There were a few hours on Monday when I thought Sandmann’s Christian values and respect for veterans could signal a teachable moment. It’s not a crime to smirk, so Sandmann wouldn’t need to be as defensive as Kavanaugh. He could admit he had never been to a protest before, and he felt embarrassed and confused and smiled because he wanted to save face. He could say that, in retrospect, he sees how an unruly group of white people in Make America Great Again hats could be perceived as a counterprotest to the Indigenous People’s March. He could say his classmate’s taunts were out of line and he wished he’d stopped them.
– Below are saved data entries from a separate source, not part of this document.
PR #10672, opened 2024-09-16
feat(langchain): add support for streamed calls

sabrenner:
## What does this PR do?
Adds support for `.(a)stream(...)` calls on LangChain LCEL chains, chat models, and completion (LLM) models. It accomplishes this by:

1. starting the span when the `stream` function is called
2. as the stream is consumed, add the chunk to a list of chunks
3. when the stream is consumed, finish the span, and concatenate the results into an output string

There is one caveat to this, where it's possible the last step in a chain's `stream` call is a `JSONOutputParser`. In this case, the stream is already concatenated for us, and we use that result instead. 

A few additional notes:
- The async versions, `astream`, aren't actually async functions, they just return async generators. This is reflected in shared patching functions and test snapshots.
- This whole process is accomplished through a `shared_stream`, which returns a compatible iterable for sync and async stream managers. It utilizes `on_span_started` and `on_span_finished` functions to coordinate tags to add in the different cases, such as chain, chat, or llm.
- Since the `stream` methods do not invoke the underlying `generate` methods we trace, there's not easy path for code re-use. Thus, I tried to mimic the tags we add for the relevant `chain.invoke`, `model.generate`, and `llm.invoke` patched functions.

**Note:** The version of `vcrpy` which we pinned for reduced flakiness did not like streamed calls when using the LangChain library. As such, I introduced a new fixture that returns a stub for the HTTP transport the `OpenAI` client uses. Then, the client with that transport specified can be used on the `langchain_openai` instance. This approach uses text files with just the response data, which is why the "cassettes" added for the tests written aren't the usual `yaml` format.

## Limitations
There are a couple of limitations that need to be noted:
1. Because of [upstream issues](https://github.com/langchain-ai/langchain/issues/26719) with langchain not handling indices returned from streamed chunks from certain partner libraries (primarily OpenAI), we cannot properly aggregate streamed multiple choices by index onto tags.
2. We are not providing direct tracing support for `astream_events` in this PR. Although it uses `astream` under the hood, and it is tested that `astream_events` does not conflict with the support added in this PR, official tracing support will be added in a follow-up PR
3. Additionally, submitting streamed responses to LLM Observability will be in a direct follow-up PR as well.

## Checklist

## Reviewer Checklist
- Title is accurate
- - - - - - - - - - - - - - - - - - - - - - - - - - - - - - - - - - - - - - - - - - - - - - - - - - - - - - - - - - - - - - - - - - - - - - - - - - - - - - - - - - - - - - - - - - - - - - - - - - - - - - - - - - - - - - - - - - - - - - - - - - - - - - - - -


ddtrace/contrib/internal/langchain/patch.py
```diff
@@ -975,6 +976,165 @@ def traced_similarity_search(langchain, pin, func, instance, args, kwargs):
...
+@with_traced_module
+def traced_chat_stream(langchain, pin, func, instance, args, kwargs):
+    integration: LangChainIntegration = langchain._datadog_integration
+    llm_provider = instance._llm_type
+
+    def _on_span_started(span: Span):
+        chat_messages = get_argument_value(args, kwargs, 0, "input")
+        if not isinstance(chat_messages, list):
+            chat_messages = [chat_messages]
+        for message_idx, message in enumerate(chat_messages):
```
sabrenner, line 1034: I added all of this logic because, unlike `model.generate`, which just takes in a list of `BaseMessage` types (ie `HumanMessage`, `SystemMessage`, etc.), `stream` can take in:

1. a single string
2. a single dict
3. a list of strings
4. a list of dicts
5. a list of `BaseMessage` types
6. a `PromptValue` type, which has a `messages` property of `BaseMessage` types

Do we care about all of these different types? Or, do we just want to listify and `str` each element (this logic would also carry over to LLMObs spans, future PR)? It would make the code a lot simpler, but maybe the view of each tag not as nice.

ddtrace/contrib/internal/langchain/patch.py
```diff
@@ -975,6 +976,165 @@ def traced_similarity_search(langchain, pin, func, instance, args, kwargs):
...
+                elif isinstance(message, langchain_core.messages.BaseMessage):
+                    span.set_tag_str(
+                        "langchain.request.messages.%d.content" % (message_idx), integration.trunc(str(message.content))
+                    )
+                    span.set_tag_str(
+                        "langchain.request.messages.%d.role" % (message_idx), str(message.__class__.__name__)
+                    )
+                else:
+                    span.set_tag_str(
+                        "langchain.request.messages.%d.content" % (message_idx), integration.trunc(message)
```
Yun-Kim, line 1064:
```suggestion
                        "langchain.request.messages.%d.content" % (message_idx), integration.trunc(str(message))
```
Just to be safe, otherwise set_tag_str() will always crash

ddtrace/contrib/internal/langchain/patch.py
```diff
@@ -975,6 +976,165 @@ def traced_similarity_search(langchain, pin, func, instance, args, kwargs):
...
+                    )
+
+        for param, val in getattr(instance, "_identifying_params", {}).items():
```
Yun-Kim, line 1067: I think we can try reducing the nested indents here

ddtrace/contrib/internal/langchain/patch.py
```diff
@@ -975,6 +976,165 @@ def traced_similarity_search(langchain, pin, func, instance, args, kwargs):
...
+            if isinstance(val, dict):
+                for k, v in val.items():
+                    span.set_tag_str("langchain.request.%s.parameters.%s.%s" % (llm_provider, param, k), str(v))
+            else:
+                span.set_tag_str("langchain.request.%s.parameters.%s" % (llm_provider, param), str(val))
+
+    def _on_span_finished(span: Span, streamed_chunks, error: Optional[bool] = None):
+        if not error and integration.is_pc_sampled_span(span):
```
Yun-Kim, line 1075: Same here

ddtrace/contrib/internal/langchain/patch.py
```diff
@@ -975,6 +976,165 @@ def traced_similarity_search(langchain, pin, func, instance, args, kwargs):
...
+            content = "".join([str(chunk.content) for chunk in streamed_chunks])
+            span.set_tag_str("langchain.response.content", integration.trunc(content))
+
+            usage = getattr(streamed_chunks[-1], "usage_metadata", None)
```
Yun-Kim, line 1079: Is usage metadata always guaranteed to be the last chunk?

ddtrace/contrib/internal/langchain/patch.py
```diff
@@ -975,6 +976,165 @@ def traced_similarity_search(langchain, pin, func, instance, args, kwargs):
...
+            if usage:
+                for k, v in usage.items():
+                    span.set_tag_str("langchain.response.usage_metadata.%s" % k, str(v))
```
Yun-Kim, line 1082: Let's avoid the triple nesting here

ddtrace/contrib/internal/langchain/patch.py
```diff
@@ -975,6 +976,165 @@ def traced_similarity_search(langchain, pin, func, instance, args, kwargs):
...
+    )
+
+
+@with_traced_module
+def traced_llm_stream(langchain, pin, func, instance, args, kwargs):
+    integration: LangChainIntegration = langchain._datadog_integration
+    llm_provider = instance._llm_type
+
+    def _on_span_start(span: Span):
+        inp = get_argument_value(args, kwargs, 0, "input")
```
Yun-Kim, line 1105: Does LLM.stream() also accept multiple types of inputs that we need to account for?

ddtrace/contrib/internal/langchain/patch.py
```diff
@@ -975,6 +976,165 @@ def traced_similarity_search(langchain, pin, func, instance, args, kwargs):
...
+            inp = [inp]
+        if integration.is_pc_sampled_span(span):
+            for idx, prompt in enumerate(inp):
+                span.set_tag_str("langchain.request.prompts.%d" % idx, integration.trunc(str(prompt)))
+        for param, val in getattr(instance, "_identifying_params", {}).items():
+            if isinstance(val, dict):
+                for k, v in val.items():
+                    span.set_tag_str("langchain.request.%s.parameters.%s.%s" % (llm_provider, param, k), str(v))
+            else:
+                span.set_tag_str("langchain.request.%s.parameters.%s" % (llm_provider, param), str(val))
```
Yun-Kim, line 1116: We can probably reduce indentation here too

ddtrace/contrib/internal/langchain/patch.py
```diff
@@ -975,6 +976,165 @@ def traced_similarity_search(langchain, pin, func, instance, args, kwargs):
...
+
+    def _on_span_finished(span: Span, streamed_chunks, error: Optional[bool] = None):
+        if not error and integration.is_pc_sampled_span(span):
```
Yun-Kim, line 1119: Same here

ddtrace/contrib/internal/langchain/patch.py
```diff
@@ -1203,6 +1363,9 @@ def patch():
         wrap("langchain", "embeddings.OpenAIEmbeddings.embed_documents", traced_embedding(langchain))
     else:
         from langchain.chains.base import Chain  # noqa:F401
+        from langchain_core import messages  # noqa: F401
+        from langchain_core import output_parsers  # noqa: F401
+        from langchain_core import prompt_values  # noqa: F401
```
Yun-Kim, line 1368: I assume these are due to import errors on langchain's end (not being able to directly access them without importing first?)

ddtrace/contrib/internal/langchain/patch.py
```diff
@@ -1225,6 +1388,23 @@ def patch():
         )
         wrap("langchain_core", "runnables.base.RunnableSequence.batch", traced_lcel_runnable_sequence(langchain))
         wrap("langchain_core", "runnables.base.RunnableSequence.abatch", traced_lcel_runnable_sequence_async(langchain))
+
+        # streaming
```
Yun-Kim, line 1392:
```suggestion
```

ddtrace/contrib/internal/langchain/utils.py
```diff
@@ -0,0 +1,79 @@
...
+import sys
+
+
+class BaseTracedLangChainStreamResponse:
+    def __init__(self, generator, integration, span, on_span_finish):
+        self._generator = generator
+        self._dd_integration = integration
+        self._dd_span = span
+        self._on_span_finish = on_span_finish
+        self._chunks = []
```
Yun-Kim, line 11: Looking at langchain's [source code](https://github.com/langchain-ai/langchain/blob/63c3cc1f1f2b78eb588e56fb62a7dacb43a2e27f/libs/core/langchain_core/language_models/chat_models.py#L408-L422), it looks like they actually add the chunks for us in the stream() operation. Would it be possible for us to access/reuse that instead of performing the appending/processing ourselves?

ddtrace/contrib/internal/langchain/utils.py
```diff
@@ -0,0 +1,79 @@
...
+        try:
+            async for chunk in self._generator.__aiter__():
+                self._chunks.append(chunk)
+                yield chunk
+        except Exception:
+            self._dd_span.set_exc_info(*sys.exc_info())
+            self._dd_integration.metric(self._dd_span, "incr", "request.error", 1)
+            raise
+        finally:
+            self._on_span_finish(self._dd_span, self._chunks, error=bool(self._dd_span.error))
```
Yun-Kim, line 40: This is part of a larger refactor I'm pushing for, but can we get rid of the `error` arg in these handlers? This is already captured as part of `span.error` so I don't see why we need this to be passed explicitly

tests/contrib/langchain/conftest.py
```diff
@@ -162,3 +162,81 @@ def langchain_pinecone(ddtrace_config_langchain, mock_logs, mock_metrics, langch
             yield langchain_pinecone
         except ImportError:
             yield
+
+
+@pytest.fixture
+def streamed_response_responder():
+    # TODO (sam.brenner): clean this up a bit, make it more generic
```
Yun-Kim, line 169: Let's remove TODOs in code and move them to internal tickets instead

tests/contrib/langchain/test_langchain_community.py
```diff
@@ -1276,6 +1278,149 @@ def test_faiss_vectorstore_retrieval(langchain_community, langchain_openai, requ
             retriever.invoke("What was the message of the last test query?")
 
 
+@pytest.mark.snapshot(ignores=IGNORE_FIELDS)
+def test_streamed_chain(langchain_core, langchain_openai, streamed_response_responder):
+    client = streamed_response_responder(
+        module="openai",
+        client_class_key="OpenAI",
+        http_client_key="http_client",
+        client_path=["chat", "completions"],
```
Yun-Kim, line 1287: What does the chat/completions client_path do?

Yun-Kim (commented):
Great work! I added a few comments about styling (avoiding nesting when possible for both readability and ironically line count), and some clarification questions but this is great. Awesome job on setting up a test fixture instead of being bogged down by vcrpy!

ddtrace/contrib/internal/langchain/patch.py
```diff
@@ -975,6 +976,165 @@ def traced_similarity_search(langchain, pin, func, instance, args, kwargs):
...
 
 
+# TODO refactor some of these on_span_started/on_span_finished functions
+# that are used in other patched methods in this file into the utils module
+@with_traced_module
+def traced_chain_stream(langchain, pin, func, instance, args, kwargs):
+    integration: LangChainIntegration = langchain._datadog_integration
+
+    def _on_span_started(span: Span):
+        inputs = get_argument_value(args, kwargs, 0, "input")
```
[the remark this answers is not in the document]
sabrenner: good question, let me explore that more. since we're not concerned with older versions of langchain/non-LCEL, i'll likely ignore those and verify that the name `input` is consistent and that it shows as the first in `args`

ddtrace/contrib/internal/langchain/patch.py
```diff
@@ -975,6 +976,165 @@ def traced_similarity_search(langchain, pin, func, instance, args, kwargs):
...
+                # it's possible that the chain has a json output parser
+                # this will have already concatenated the chunks into a json object
+
+                # it's also possible the json output parser isn't the last step,
+                # but one of the last steps, in which case we won't act on it here
+                # TODO (sam.brenner) make this more robust
+                content = json.dumps(streamed_chunks[-1])
+            else:
+                # best effort to join chunks together
+                content = "".join([str(chunk) for chunk in streamed_chunks])
```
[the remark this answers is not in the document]
sabrenner: it's a bit tricky with chains, because there could be an output parser that _does_ turn the chunks into strings, or they could be straight up `BaseMessage` types (ie `AIMessage`). in our current LCEL `chain` patching, we just [stringify](https://github.com/DataDog/dd-trace-py/blob/baac738726a6b615cb3f79693b0b1f117b688f9d/ddtrace/contrib/internal/langchain/patch.py#L844) to avoid going case-by-case.

ddtrace/contrib/internal/langchain/patch.py
sabrenner: oop good catch thanks!

ddtrace/contrib/internal/langchain/patch.py
sabrenner: I believe so (if it's included), but I'll try and look to see if there's evidence it could show up in a different chunk

ddtrace/contrib/internal/langchain/patch.py
sabrenner: ah yes good catch, it actually does look like it accepts a union of different values (although, different from the set accepted by chat models). will update to more accurately reflect that!

ddtrace/contrib/internal/langchain/patch.py
sabrenner: tbh i just added them by default. let me try and remove them and see what happens

ddtrace/contrib/internal/langchain/utils.py
sabrenner: good find! that one looks specific to chat models, i'll check if their runnable sequence (chain) implements something similar.

ddtrace/contrib/internal/langchain/utils.py
sabrenner: yep can do

tests/contrib/langchain/test_langchain_community.py
sabrenner: accesses the `openai.chat.completion` path specifically to set as the client to use for the `langchain_openai.ChatOpenAI` or `langchain_openai.OpenAI`. had to look for [this line](https://github.com/langchain-ai/langchain/blob/63c3cc1f1f2b78eb588e56fb62a7dacb43a2e27f/libs/partners/openai/langchain_openai/chat_models/base.py#L516-L517) to verify this is what kind of client they were setting. i can add a comment clarifying this

ddtrace/contrib/internal/langchain/patch.py
```diff
@@ -974,6 +976,166 @@ def traced_similarity_search(langchain, pin, func, instance, args, kwargs):
     return documents
 
 
+# TODO refactor some of these on_span_started/on_span_finished functions
```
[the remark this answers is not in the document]
sabrenner: I will leave a note in the description of your "refactor langchain ticket" for both of the TODOs to make sure they get addressed 😄

ddtrace/contrib/internal/langchain/patch.py
```diff
@@ -975,6 +976,165 @@ def traced_similarity_search(langchain, pin, func, instance, args, kwargs):
...
+                if isinstance(message, dict):
+                    span.set_tag_str(
+                        "langchain.request.messages.%d.content" % (message_idx),
+                        integration.trunc(str(message.get("content", ""))),
+                    )
+                    span.set_tag_str(
+                        "langchain.request.messages.%d.role" % (message_idx),
+                        str(message.get("role", "")),
+                    )
+                elif isinstance(message, langchain_core.prompt_values.PromptValue):
```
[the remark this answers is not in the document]
sabrenner: yep that makes sense to me! tried it out and it worked. nice find! (also added checks for `langchain_core`)

ddtrace/contrib/internal/langchain/patch.py
sabrenner: looks like it works without them 🫡

ddtrace/contrib/internal/langchain/patch.py
sabrenner: this might be openai-specific. since we already have a check in the non-streamed chat model patching to check `_is_openai_chat_instance`, i'll add that here as well, and in that case I believe it is guaranteed to be on the last chunk

ddtrace/contrib/internal/langchain/utils.py
sabrenner: it looks like it would only be accessible through the `run_manager` instance, which relies on the callback configs. i think we've thought about patching callback configs to run our own callbacks (which would good for handling these kinds of events for span management), but i think it's a bit out of scope for this PR. otherwise, it doesn't look like that accumulated `generations` goes anywhere we'd be able to use it 😢

ddtrace/contrib/internal/langchain/patch.py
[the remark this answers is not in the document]
sabrenner: yep, it looks like this named argument has been in place since the end of the `0.0.x` line, so we should be good here.

ddtrace/contrib/internal/langchain/utils.py
```diff
@@ -0,0 +1,125 @@
...
+):
+    options = {
+        "pin": pin,
+        "operation_id": f"{instance.__module__}.{instance.__class__.__name__}",
+        "interface_type": interface_type,
+    }
+
+    options.update(extra_options)
+
+    span = integration.trace(**options)
```
Yun-Kim, line 86: Can we add a follow up item to submit llmobs spans from streamed responses?

ddtrace/contrib/internal/langchain/patch.py
```diff
@@ -975,6 +977,138 @@ def traced_similarity_search(langchain, pin, func, instance, args, kwargs):
...
+            if not isinstance(val, dict):
+                span.set_tag_str("langchain.request.%s.parameters.%s" % (llm_provider, param), str(val))
+                continue
+            for k, v in val.items():
+                span.set_tag_str("langchain.request.%s.parameters.%s.%s" % (llm_provider, param, k), str(v))
+
+    def _on_span_finished(span: Span, streamed_chunks):
+        if span.error or not integration.is_pc_sampled_span(span):
+            return
+        content = "".join([str(chunk.content) for chunk in streamed_chunks])
```
Yun-Kim, line 1050: Just to be safe, is `chunk` guaranteed to have the `content` attribute?

ddtrace/contrib/internal/langchain/patch.py
```diff
@@ -975,6 +977,138 @@ def traced_similarity_search(langchain, pin, func, instance, args, kwargs):
...
+        span.set_tag_str("langchain.response.content", integration.trunc(content))
+
+        usage = streamed_chunks and getattr(streamed_chunks[-1], "usage_metadata", None)
+        if not usage:
```
Yun-Kim, line 1054: should also return if `usage` is not a dict type (would break in 1056 otherwise)

ddtrace/contrib/internal/langchain/patch.py
Yun-Kim: meh, as long as we're not making up roles when they don't exist in `llm.generate()` cases, I'd rather push for a unified way of tagging llms vs chat models, i.e. treat them all as messages. I think this is fine

ddtrace/contrib/internal/langchain/patch.py
```diff
@@ -975,6 +977,138 @@ def traced_similarity_search(langchain, pin, func, instance, args, kwargs):
...
+            if not isinstance(val, dict):
+                span.set_tag_str("langchain.request.%s.parameters.%s" % (llm_provider, param), str(val))
+                continue
+            for k, v in val.items():
+                span.set_tag_str("langchain.request.%s.parameters.%s.%s" % (llm_provider, param, k), str(v))
+
+    def _on_span_finished(span: Span, streamed_chunks):
+        if span.error or not integration.is_pc_sampled_span(span):
+            return
+        content = "".join([str(chunk) for chunk in streamed_chunks])
```
Yun-Kim, line 1094: Just for clarity: llm streams chunks are in the form of raw text?

ddtrace/contrib/internal/langchain/patch.py
```diff
@@ -1203,7 +1337,8 @@ def patch():
         wrap("langchain", "embeddings.OpenAIEmbeddings.embed_documents", traced_embedding(langchain))
     else:
         from langchain.chains.base import Chain  # noqa:F401
-        from langchain_core.tools import BaseTool  # noqa:F401
```
Yun-Kim, line 1206: Removing this didn't break patching?

tests/contrib/langchain/test_langchain_community.py
```diff
@@ -1276,6 +1278,169 @@ def test_faiss_vectorstore_retrieval(langchain_community, langchain_openai, requ
...
+        langchain.schema.HumanMessage(content=inp),
+    ]
+
+    for _ in chain.stream(input=messages):
+        pass
+
+
+# until we fully support `astream_events`, we do not need a snapshot here
+# this is just a regression test to make sure we don't throw
+async def test_astreamed_events_does_not_throw(langchain_openai, langchain_core, async_streamed_response_responder):
```
Yun-Kim, line 1426: So to confirm, we do not trace astream_events() (there is also no `stream_events()`, just `astream_events()`?), but it does in fact interfere with `stream()` so possibly can be affected by our patching of `stream()`?

Could we add a note in the PR description and a JIRA item to follow up on this?

ddtrace/contrib/internal/langchain/utils.py
```diff
@@ -0,0 +1,125 @@
+import inspect
+import sys
+
+
+class BaseTracedLangChainStreamResponse:
```
Yun-Kim, line 5: We don't need to base this off `wrapt.ObjectProxy`?

ddtrace/contrib/internal/langchain/utils.py
```diff
@@ -0,0 +1,125 @@
...
+    for input_idx, inp in enumerate(inputs):
+        if isinstance(inp, dict):
+            span.set_tag_str(
+                "langchain.request.messages.%d.content" % (input_idx),
+                integration.trunc(str(inp.get("content", ""))),
+            )
+            span.set_tag_str(
+                "langchain.request.messages.%d.role" % (input_idx),
+                str(inp.get("role", "")),
+            )
```
Yun-Kim, line 118: Let's only attach role if role is not None, in case of llm.stream() being called rather than chat_model.

releasenotes/notes/langchain-lcel-stream-calls-bff85c974a72cceb.yaml
```diff
@@ -0,0 +1,5 @@
+---
+features:
+  - |
+    langchain: Adds support for tracing ``stream`` calls on LCEL chains, chat completion models, or completion models.
+    Due to an upstream issue with the ``langchain`` library itself, streamed responses are not tagged correctly when the `n` parameter on the model is set to greater than 1.
```
Yun-Kim, line 5:
```suggestion
    Note that due to an upstream issue with the ``langchain`` library itself, streamed responses will not be tagged correctly based on the choice index when the underlying model is configured to return ``n>1`` choices.
```
Can we also link the associated github issue in this release note entry?

Yun-Kim (commented):
Looks good, mostly clarification questions! For easier tracking, can we add a limitations section to this PR description (i.e. n>1 response tagging, astream_events())? Thanks!

ddtrace/contrib/internal/langchain/utils.py
sabrenner: yep i have a ticket on our board!

ddtrace/contrib/internal/langchain/patch.py
sabrenner: yeah, `model.stream` for any generic `model` from a langchain partner library uses the base definition of `stream` in `langchain_core`, which returns an iterator of `BaseMessage` chunks, which have `content` on them. But I agree it's best to be safe, I'll use `getattr` with a default of the chunk itself and stringify

ddtrace/contrib/internal/langchain/patch.py
sabrenner: ah yes good catch!

ddtrace/contrib/internal/langchain/patch.py
sabrenner: similar to the chat model case, yeah their `llm.stream` definition specifies it's an [iterator of strings](https://github.com/langchain-ai/langchain/blob/f9ef688b3a0e3f576a76435e242090a76666974b/libs/core/langchain_core/language_models/llms.py#L515-L522).

ddtrace/contrib/internal/langchain/patch.py
sabrenner: ah i didn't mean to remove this line, thanks. but, it looks like all tests still passed. i'll put it back since it's out of scope for this PR, but maybe we can try removing it in a different one if we don't need it here

tests/contrib/langchain/test_langchain_community.py
sabrenner: yep that's my understanding of how it works, and yes no `stream_events`. I'll make a note + follow up ticket

ddtrace/contrib/internal/langchain/utils.py
sabrenner: i had tried that initially, as i took inspiration from the antropic integration. but, when doing that, i end up getting
```
AttributeError: 'generator' object has no attribute '_dd_integration'
```
so i think this is why i went with this approach

ddtrace/contrib/internal/langchain/patch.py
sabrenner: added a safety check in https://github.com/DataDog/dd-trace-py/pull/10672/commits/47a3f15fdc43b840d42c6749b0a9ed2681c68a19

ddtrace/contrib/internal/langchain/patch.py
```diff
@@ -975,6 +977,138 @@ def traced_similarity_search(langchain, pin, func, instance, args, kwargs):
...
+                span.set_tag_str("langchain.request.%s.parameters.%s" % (llm_provider, param), str(val))
+                continue
+            for k, v in val.items():
+                span.set_tag_str("langchain.request.%s.parameters.%s.%s" % (llm_provider, param, k), str(v))
+
+    def _on_span_finished(span: Span, streamed_chunks):
+        if span.error or not integration.is_pc_sampled_span(span):
+            return
+        content = "".join([str(getattr(chunk, "content", chunk)) for chunk in streamed_chunks])
+        span.set_tag_str("langchain.response.content", integration.trunc(content))
```
Yun-Kim, line 1051: Do we not want to tag role from the output messages as well?

ddtrace/contrib/internal/langchain/patch.py
```diff
@@ -975,6 +977,138 @@ def traced_similarity_search(langchain, pin, func, instance, args, kwargs):
...
+            # it's possible that the chain has a json output parser
+            # this will have already concatenated the chunks into a json object
+
+            # it's also possible the json output parser isn't the last step,
+            # but one of the last steps, in which case we won't act on it here
+            content = json.dumps(streamed_chunks[-1])
+        else:
+            # best effort to join chunks together
+            content = "".join([str(chunk) for chunk in streamed_chunks])
+        span.set_tag_str("langchain.response.content", integration.trunc(content))
```
Yun-Kim, line 1014: I think we can rename the tag name to `langchain.response.outputs` since this is the output of the chain, and not necessarily a llm/chat model, right?

Yun-Kim (approved):
Two last questions, I'll approve to unblock you but please address them (I'll defer to your judgement). Thanks!

ddtrace/contrib/internal/langchain/patch.py
sabrenner: ah yes good call

ddtrace/contrib/internal/langchain/patch.py
sabrenner: yeah that makes sense to me!

ddtrace/contrib/internal/langchain/patch.py
sabrenner: tagged it as `message_type` to be consistent with our normal `generate` patching.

By the time Sandmann was taping the TODAY show, he was working with RunSwitch, a public relations firm with ties to Mitch McConnell, and the opportunity for such a moment had probably passed. In the interview, Sandmann was careful not to smile or address the behavior of the classmates he stood with. He repeated his lines about adults provoking teenagers. When it came to the politics of the situation-the relative power of a group of young, white men “beating their chests,” as Savannah Guthrie put it-he talked only about both group's right to be there.

“Do you think if you weren’t wearing that hat things this might not have happened?” Guthrie asked.

“That’s possible,” Sandmann said, “but I would have to assume what Mr. Phillips was thinking and I’d rather let him speak for why he came up to us.”

Phillips has said he came up to Sandmann and his Covington classmates to use drums and prayer to mediate an escalating conflict between the students and other protestors, and that he doubts he could have a sincere conversation with Sandmann now that he is represented by a PR firm. Maybe Sandmann has respected Phillips’s first amendment right and listened to what he had to say. But his expertly coached answer misses the point. Guessing what others are thinking, and considering his actions in light of their thoughts, is exactly what his critics are asking him to do. It is the most basic mechanism of empathy.

Sandmann’s life is far from ruined. As a result of his viral fame, he’ll probably receive lots of positive reinforcement from people he may agree with about abortion but who will be using him cynically. Still, I think he’s been done a disservice. He’s young, and he’s new to this stuff, and he’s been crisis-managed through what might be his first ever political conflict. At an age where he ought to be his most dogmatic but also have his mind changed and eyes opened, he’s been given the talking points to avoid meaningful political interaction altogether.